PR #1262, opened 2022-01-05
Allow plugin robloach/component-installer, because it is required by components/handlebars.js

janvanmansum:
When running `composer install --no-dev` I get a question about whether to trust the [robloach/component-installer plug-in](https://packagist.org/packages/robloach/component-installer). In `composer.json` it is mentioned as a requirement for `components/handlebars.js`. `robloach/component-installer` is deprecated ("abandoned") but I know too little about PHP to solve this in a cleaner way. Hopefully, a new version of handlebars will use the new plug-in https://packagist.org/packages/oomphinc/composer-installers-extender.

The interactive part of the installation is incovenient because I am using Ansible to do the installation.

n/a

* Adds robloach/component-installer as an allowed plug-in to `composer.json`
* Unrelated: adds `/.idea` to `.gitignore` as a convenience for people like myself who edit the project in IntelliJ.

As far as I understand the only change that this PR applies is that the user who executes the `composer install` command is not longer asked whether to trust the `robloach/component-installer` plug-in. However, currently there is no real choice.

## Checklist

don't know how to run these, but I haven't changed any PHP code, so I would be suprised if they don't pass anymore.
not sure how to do that 

### DIFF
--- a/.gitignore
+++ b/.gitignore
@@ -6,7 +6,6 @@ components
 plugins/*
 !README
 composer.phar
-composer.lock
 tests/jena-fuseki*
 .vagrant
 .project
--- a/.gitignore
+++ b/.gitignore
@@ -12,3 +12,5 @@ tests/jena-fuseki*
 .project
 .DS_Store
 .phpunit.result.cache
+/.idea
+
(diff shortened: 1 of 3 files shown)


joelit:
Thanks for the PR! I will add this to the next release. :)

osma:
This PR was merged to `v2.13-maintenance` branch instead of `master`. New PRs should always target `master`. This needs to be reapplied so it gets into the new release.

— TASK STATEMENT —
Your answer must be an exact transcription of every record above.

— THE COMPLETED TASK —
PR #1262, opened 2022-01-05
Allow plugin robloach/component-installer, because it is required by components/handlebars.js

janvanmansum:
When running `composer install --no-dev` I get a question about whether to trust the [robloach/component-installer plug-in](https://packagist.org/packages/robloach/component-installer). In `composer.json` it is mentioned as a requirement for `components/handlebars.js`. `robloach/component-installer` is deprecated ("abandoned") but I know too little about PHP to solve this in a cleaner way. Hopefully, a new version of handlebars will use the new plug-in https://packagist.org/packages/oomphinc/composer-installers-extender.

The interactive part of the installation is incovenient because I am using Ansible to do the installation.

n/a

* Adds robloach/component-installer as an allowed plug-in to `composer.json`
* Unrelated: adds `/.idea` to `.gitignore` as a convenience for people like myself who edit the project in IntelliJ.

As far as I understand the only change that this PR applies is that the user who executes the `composer install` command is not longer asked whether to trust the `robloach/component-installer` plug-in. However, currently there is no real choice.

## Checklist

don't know how to run these, but I haven't changed any PHP code, so I would be suprised if they don't pass anymore.
not sure how to do that 

### DIFF
--- a/.gitignore
+++ b/.gitignore
@@ -6,7 +6,6 @@ components
 plugins/*
 !README
 composer.phar
-composer.lock
 tests/jena-fuseki*
 .vagrant
 .project
--- a/.gitignore
+++ b/.gitignore
@@ -12,3 +12,5 @@ tests/jena-fuseki*
 .project
 .DS_Store
 .phpunit.result.cache
+/.idea
+
(diff shortened: 1 of 3 files shown)


joelit:
Thanks for the PR! I will add this to the next release. :)

osma:
This PR was merged to `v2.13-maintenance` branch instead of `master`. New PRs should always target `master`. This needs to be reapplied so it gets into the new release.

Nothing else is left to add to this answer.